Seperti dikatakan di awal prinsip kerja motor kapasitor start ini sama seperti jenis motor induksi lainnya, yaitu jika pada lilitan utama diberikan sumber arus maka akan terjadi medan magnet putar (fluks magnet) yang ada dan besarnya sama, sehingga resultan gaya yang dihasilkan adalah 0. Tetapi dengan adanya lilitan bantu dan kapasitor, maka terdapat perbedaan fasa diantara keduanya, disinilah terjadi fluksi magnet dan resultan gaya yang berbeda maju atau mundur tergantung besarnya resultan gaya itu sendiri dan pada umumnya terjadi resultan gaya searah jarum jam sehingga motor dapat berputar ke kanan. Setelah motor berputar sekitar 75% dari putaran nominal maka sakelar sentrifugal akan memutuskan rangkaian lilitan bantu dan motor bekerja hanya dengan lilitan utama.

  • Motor kapasitor run (running capacitor motor)

Yang membedakan antara motor kapasitor run dengan motor kapasitor start adalah rangkaian kapasitor yang dipasang didalamnya.
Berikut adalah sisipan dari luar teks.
PR #82, opened 2017-08-27
Compile with -Werror by default

ordex:
Now that all the warnings are gone, it is recommended
to build with -Werror so that any newly introduced one
will prevent the developer from compiling Axel.

This will hopefully prevent the introduction of new warnings
in our code base.

Consequently, travis-ci will also fail if a new warning is
detected.

### DIFF
--- a/configure.ac
+++ b/configure.ac
@@ -62,7 +62,7 @@ arch=$(uname -s)
 AC_DEFINE_UNQUOTED([ARCH], ["$arch"], ["Define architecture"])
 
 # Flags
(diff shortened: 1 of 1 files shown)


ismaell:
I have to reject this one. '-Werror' is only interesting to developers, so it must be optional, otherwise users on untested systems might get a failure for minor issues.

ordex:
makes sense. How about adding it to travis-ci only?

ismaell:
Yes, that makes sense.

PR #85, opened 2017-08-27
Fix crash in alternate output

ordex:
Avoid crash in alternate output, when axel can't get the terminal window spec.


ordex:
this was crating me some headache in Gentoo as the package manager is running axel through a script within a python spawn() thing and the poor Axel wasn't able to access the terminal spec anymore ...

Pada motor kapasitor run, dilakukan penambahan kapasitor yang dirangkai pararel dengan kapasitor start. Pada kapasitor run tidak perlu ditambah dengan switch. Sehingga motor akan langsung bekerja apabila dialiri sumber listrik 1 fasa. Kelebihan dari motor jenis ini adalah mempunyai torsi yang besar dan mengalirkan arus yang kecil.

  • Motor kutub bayangan (Shaded pole motor)

Motor kutub bayangan (shaded pole motor) adalah salah satu jenis dari motor induksi. Pada dasarnya motor ini adalah motor jenis sangkar-tupai (Squirrel-cage motor) yang diberi kumparan bantu berupa cincin tembaga yang melingkar pada masing-masing kutubnya. Kumparan bantu ini juga disebut sebagai kumparan bayangan. Arus yang dialirkan akan terinduksi ke dalam kumparan dengan menunda fase medan magnet dari fluks magnetik pada kutub bayangan (shaded pole). Peristiwaa ini akan menghasilkan medan yang cukup untuk memutar motor pada saat start. Arah dari medan putar pada motor shaded pole ditentukan dari  arah kutub utama ke kutub bayangannya. Torsi yang dihasilkan oleh shaded pole-motor juga relative lebih kecil karena perbedaan sudut fasa yang kecil antara kutub medan dengan kutub bayangan.